> Stored data
⁂
Issue #1490, opened 2019-08-29
Convert `ReceiveChannel<T>` to `Flow<T>` without consuming


ZakTaccardi:
My `ViewModel` exposes a stream of events as a `ReceiveChannel<T>`

```kotlin
// in `ViewModel`
private val events = Channel(capacity = Channel.UNLIMITED) // these are "side effects"

fun events(): ReceiveChannel<T> = events
```

My activity/fragment observes this stream of events, without consuming on cancellation. 

```kotlin
// in an Activity's onCreate

launch {
  for (event in viewModel.events()) {
    ui.handleEvent(event)
  }
}
```

By not consuming on cancellation (unsubscription), this allows my UI to re-use the same `ReceiveChannel<T>` instance across configuration changes. 

```kotlin
// this exists already
fun <T> ReceiveChannel<T>.consumeAsFlow(): Flow<T>
// this does not
fun <T> ReceiveChannel<T>.asFlowWithoutConsuming: Flow<T>
```

I think the latter function would be useful. Can it be added?

elizarov:
Why would you need to have it exposed as `Flow` type? What is wrong with the code that you currently have that explicitly declares your `events` with `ReceiveChannel<T>` type? It looks easier to understand for me this way (the way you have it now).

ZakTaccardi:
@elizarov because a `ReceiveChannel<T>` is mutable - it can be closed by the caller.

```kotlin
// this is fine
launch {
  for (event in viewModel.events()) {
    ui.handleEvent(event)
  }
}
```

```kotlin
// this is not, because on rotation when you subscribe again to the same channel instance
// crash because the channel is already closed
launch {
  viewModel.events()
    .consumeEach { event -> ui.handleEvent(event) }
}
```

elizarov:
Thanks. That's clear. How about `receiveAsFlow` name for this conversion?

ZakTaccardi:
perfect name!

My original thinking is that `receive` indicates a single value, but then I realized there is `consume` for a single value and for multiples there is `consumeEach`. Now I 
am just realizing I originally felt this way because there is no `ReceiveChannel.receiveEach`. Should there be a `.receiveEach { }` too? (maybe could make this a separate issue)

archibishop:
Hey @ZakTaccardi , @elizarov. I have had a look at this issue , no one has implemented it yet and would love to take it up and raise a pr on this. To implement this i was thinking of such an approach . 

[...]

PR #2278, opened 2020-10-02
Workaround for receiveOrClosed is an abstract method issue

stevefan1999-personal:
Majority of the context: https://github.com/Kotlin/kotlinx.coroutines/issues/1490#issuecomment-695959926


elizarov:
That's too an intrusive change. We cannot have this kind of a work-around right in the core method that is optimized for performance. I'd suggest to send PR to vertx to fix their implementation.

PR #2285, opened 2020-10-07
Provide asFlowable and asObservable by their names in binary instead …

### LINKED ISSUE #2182: Ambiguous method error when using RxConvert from Java
While using the extension functions from [RxConvert](https://github.com/Kotlin/kotlinx.coroutines/blob/master/reactive/kotlinx-coroutines-rx2/src/RxConvert.kt) to convert `Flow` to `Observable` or `Flowable` in Java, we fail to build from an ambiguous method error.
`asFlowable()` and `asObservable()` both have a `JVMName` of `from`. The following test case in Java is a way to reproduce this issue:

```java

public class FlowToRxJavaTest {
    @Test
    void observableFromFlowTest() {
        Flow<String> flow = stringFlow();
        Observable<String> observable = RxConvertKt.from(flow);
    }
    @Test
    void flowableFromFlowTest() {
        Flow<String> flow = stringFlow();
        Flowable<String> flowable = RxConvertKt.from(flow);
    }
}
```
A simple fix could be removing the `JVMName` entirely. Another option is changing the `JVMName` to be more specific to the function, but an appropriate name doesn't come to mind.

After a solution is decided I would be more than happy to create a PR for a fix.

qwwdfsad:
…of 'from' function to prevent naming clash for Java users.

    * Do not provide @JvmOverloads for convenience of Java interop
    * Deprecate ReceiveChannel.asObservable by the way

Fixes #2182


elizarov (approved):
👍 Great stuff.

PR #2286, opened 2020-10-07
Clarify documentation for IO dispatcher

### LINKED ISSUE #2272: IO Dispatcher creates more than 64 threads
Annotation describes IO Dispatcher like this,

_It defaults to the limit of 64 threads or the number of cores (whichever is larger)._

As I understood, Maximum number of threads that can be created by Dispatchers.IO is up to 64 because I use only 6core and 12 threads CPU, but my result is a little bit tricky.

This is my code.

```
repeat(500) {
    CoroutineScope(Dispatchers.IO).launch {
        println(Thread.currentThread().name)
    }
}
```
and this is the result.

```
...

DefaultDispatcher-worker-18
DefaultDispatcher-worker-46
DefaultDispatcher-worker-17
DefaultDispatcher-worker-47
DefaultDispatcher-worker-69
DefaultDispatcher-worker-64
DefaultDispatcher-worker-66
DefaultDispatcher-worker-67
DefaultDispatcher-worker-68
DefaultDispatcher-worker-41

...
```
⁂
> Your objective
Copy the data above in full, exactly as it reads.

> Answer to the problem
Issue #1490, opened 2019-08-29
Convert `ReceiveChannel<T>` to `Flow<T>` without consuming


ZakTaccardi:
My `ViewModel` exposes a stream of events as a `ReceiveChannel<T>`

```kotlin
// in `ViewModel`
private val events = Channel(capacity = Channel.UNLIMITED) // these are "side effects"

fun events(): ReceiveChannel<T> = events
```

My activity/fragment observes this stream of events, without consuming on cancellation. 

```kotlin
// in an Activity's onCreate

launch {
  for (event in viewModel.events()) {
    ui.handleEvent(event)
  }
}
```

By not consuming on cancellation (unsubscription), this allows my UI to re-use the same `ReceiveChannel<T>` instance across configuration changes. 

```kotlin
// this exists already
fun <T> ReceiveChannel<T>.consumeAsFlow(): Flow<T>
// this does not
fun <T> ReceiveChannel<T>.asFlowWithoutConsuming: Flow<T>
```

I think the latter function would be useful. Can it be added?

elizarov:
Why would you need to have it exposed as `Flow` type? What is wrong with the code that you currently have that explicitly declares your `events` with `ReceiveChannel<T>` type? It looks easier to understand for me this way (the way you have it now).

ZakTaccardi:
@elizarov because a `ReceiveChannel<T>` is mutable - it can be closed by the caller.

```kotlin
// this is fine
launch {
  for (event in viewModel.events()) {
    ui.handleEvent(event)
  }
}
```

```kotlin
// this is not, because on rotation when you subscribe again to the same channel instance
// crash because the channel is already closed
launch {
  viewModel.events()
    .consumeEach { event -> ui.handleEvent(event) }
}
```

elizarov:
Thanks. That's clear. How about `receiveAsFlow` name for this conversion?

ZakTaccardi:
perfect name!

My original thinking is that `receive` indicates a single value, but then I realized there is `consume` for a single value and for multiples there is `consumeEach`. Now I 
am just realizing I originally felt this way because there is no `ReceiveChannel.receiveEach`. Should there be a `.receiveEach { }` too? (maybe could make this a separate issue)

archibishop:
Hey @ZakTaccardi , @elizarov. I have had a look at this issue , no one has implemented it yet and would love to take it up and raise a pr on this. To implement this i was thinking of such an approach . 

[...]

PR #2278, opened 2020-10-02
Workaround for receiveOrClosed is an abstract method issue

stevefan1999-personal:
Majority of the context: https://github.com/Kotlin/kotlinx.coroutines/issues/1490#issuecomment-695959926


elizarov:
That's too an intrusive change. We cannot have this kind of a work-around right in the core method that is optimized for performance. I'd suggest to send PR to vertx to fix their implementation.

PR #2285, opened 2020-10-07
Provide asFlowable and asObservable by their names in binary instead …

### LINKED ISSUE #2182: Ambiguous method error when using RxConvert from Java
While using the extension functions from [RxConvert](https://github.com/Kotlin/kotlinx.coroutines/blob/master/reactive/kotlinx-coroutines-rx2/src/RxConvert.kt) to convert `Flow` to `Observable` or `Flowable` in Java, we fail to build from an ambiguous method error.
`asFlowable()` and `asObservable()` both have a `JVMName` of `from`. The following test case in Java is a way to reproduce this issue:

```java

public class FlowToRxJavaTest {
    @Test
    void observableFromFlowTest() {
        Flow<String> flow = stringFlow();
        Observable<String> observable = RxConvertKt.from(flow);
    }
    @Test
    void flowableFromFlowTest() {
        Flow<String> flow = stringFlow();
        Flowable<String> flowable = RxConvertKt.from(flow);
    }
}
```
A simple fix could be removing the `JVMName` entirely. Another option is changing the `JVMName` to be more specific to the function, but an appropriate name doesn't come to mind.

After a solution is decided I would be more than happy to create a PR for a fix.

qwwdfsad:
…of 'from' function to prevent naming clash for Java users.

    * Do not provide @JvmOverloads for convenience of Java interop
    * Deprecate ReceiveChannel.asObservable by the way

Fixes #2182


elizarov (approved):
👍 Great stuff.

PR #2286, opened 2020-10-07
Clarify documentation for IO dispatcher

### LINKED ISSUE #2272: IO Dispatcher creates more than 64 threads
Annotation describes IO Dispatcher like this,

_It defaults to the limit of 64 threads or the number of cores (whichever is larger)._

As I understood, Maximum number of threads that can be created by Dispatchers.IO is up to 64 because I use only 6core and 12 threads CPU, but my result is a little bit tricky.

This is my code.

```
repeat(500) {
    CoroutineScope(Dispatchers.IO).launch {
        println(Thread.currentThread().name)
    }
}
```
and this is the result.

```
...

DefaultDispatcher-worker-18
DefaultDispatcher-worker-46
DefaultDispatcher-worker-17
DefaultDispatcher-worker-47
DefaultDispatcher-worker-69
DefaultDispatcher-worker-64
DefaultDispatcher-worker-66
DefaultDispatcher-worker-67
DefaultDispatcher-worker-68
DefaultDispatcher-worker-41

...
```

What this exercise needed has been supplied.